Il voto anticipato è già di per sé una sconfitta: vuol dire che qualcosa non è andata nel verso giusto nell’azione amministrativa e i fatti locali hanno avuto ragione della politica.
In Basilicata, a maggio, sono previste elezioni in 17 comuni, sei nel Materano e undici nel Potentino. Elezioni che appunto si svolgeranno prima della scadenza naturale che interesserà il resto dei comuni lucani e italiani.
“L’impressione – dice Antonio Potenza, coordinatore dei Popolari uniti della Basilicata – è che i partiti non abbiano compreso cosa possa accadere.
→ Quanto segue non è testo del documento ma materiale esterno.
PR #3537, opened 2026-04-27
feat(projects): server-side resolveDefaultModel service (split 2 of #3526)

drewdrewthis:
## Summary

Split 2 of 5 from umbrella #3526 / PR #3529. Adds `ProjectService.resolveDefaultModel(projectId)` as the single source of truth for the effective default model across UI, API, agents, and scenarios.

Closes #3531.

Resolution chain:
1. `project.defaultModel` set + provider enabled → return it
2. else first usable provider (custom OR env-fallback) → return its `PROVIDER_DEFAULT_MODELS` value
3. else null

## What's in this split

**New:**
- `langwatch/src/server/modelProviders/providerDefaultModels.ts` — shared `PROVIDER_DEFAULT_MODELS` map (server-importable)
- `langwatch/src/server/app-layer/projects/__tests__/project.service.unit.test.ts` — BDD coverage for all 4 branches + edge cases

**Modified (full):**
- `project.service.ts` — new `resolveDefaultModel` method
- `presets.ts` — DI wiring
- `api/routers/project.ts` — new `getResolvedDefaultModel` tRPC procedure
- `scenarios/execution/orchestrator.ts` + `orchestrator.types.ts` — new `defaultModelResolver` dep
- `scenarios/__tests__/orchestrator.unit.test.ts`
- `scenarios/simulation-runner.service.ts` — uses resolver
- `prompt-config/prompt.service.ts` — pre-resolves before transaction
- `prompt-config/repositories/llm-config.repository.ts` — accepts pre-resolved value
- `evaluations/getEvaluator.ts` — uses pre-resolved value
- `modelProviders/utils.ts` — comment directing callers to pre-resolve

**Partial-file cherry-picks (intentional overlap with sibling splits):**
- `scenarios/execution/data-prefetcher.ts` — resolver dep + usage only; env reads belong to split 5
- `components/scenarios/ScenarioCreateModal.tsx` — new tRPC consumer call only; modal gate logic belongs to split 1

## Provenance

Cherry-picked from validated WIP umbrella branch `issue3526/stress-test-all-3-agent-pathways` (PR #3529). Code is already validated end-to-end on the umbrella; this split is for focused review.

## Test plan

- [ ] `pnpm typecheck` clean (CI)
- [ ] Service tests pass (`project.service.unit.test.ts`, `orchestrator.unit.test.ts`)
- [ ] tRPC `project.getResolvedDefaultModel` returns expected resolved value end-to-end
[...]

Issue #3531, opened 2026-04-27
Server-side resolveDefaultModel service (split 2 of #3526)


drewdrewthis:
## Summary

Split 2 of 5 from umbrella #3526 / PR #3529. Cherry-pick the server-side default-model resolver (F2) into a focused PR for review.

Di fronte a una situazione in cui la politica deve ritrovare il suo ruolo-guida, i partiti, e in particolare quelli piccoli, non si organizzano. Restano inerti a guardare ciò che accade”.
Il partito che invece si sveglia è il Partito democratico. Ma si sveglia non per venire incontro alle esigenze delle comunità, bensì per proseguire e acuire la caotica lotta interna che lo caratterizza oramai da tempo.
“Il Pd – sottolinea Potenza – mostra in questi casi la sua incapacità di offrire ascolto ai cittadini e ovviamente di dare loro voce”.
In questo quadro sconfortante, l’esempio più evidente è quello del capoluogo lucano di provincia che andrà al voto in maggio, ossia Matera.
“Matera, con i balletti a cui stiamo assistendo sulle ‘primarie sì, primarie no’ e le scomposte risse mediatiche del Pd, diventa l’emblema di questo atteggiamento del partito che governa la regione – prosegue l’esponente popolare – Ed è al contempo un peccato e un problema. Un peccato perché Matera si trova, con la nomina a Capitale europea della Cultura 2019, a una svolta del suo futuro, potenzialmente così carico di speranze e aspettative. Un problema perché la gente vuole sapere, subito e con chiarezza, chi va a votare e perché. Voterà per Matera provincia di Bari? Per Matera provincia di Altamura? O per chi invece vuole fortemente l’integrità della Basilicata e saprà indirizzare la Città dei Sassi a un solido protagonismo?”.
Il riferimento è alle posizioni espresse di sovente dal sindaco di Matera, anch’egli del Pd, con cui si cedeva il ruolo da primattore ai comuni pugliesi limitrofi.
“L’esigenza di chiarezza assoluta – conclude Potenza dei Popolari uniti – è come si vede fondamentale. Noi popolari spingiamo fortemente in questa direzione e auspichiamo che si arrivi, prestissimo, a una soluzione che sia lineare, trasparente, netta. Nell’interesse preminente dei cittadini, che dovrebbe sempre guidare le scelte politiche. Ma temiamo, purtroppo, che – complice l’inerzia degli altri partiti minori – si arrivi al solito pastrocchio targato Pd, che continuerà a gravare la Basilicata per chissà quanto altro tempo”.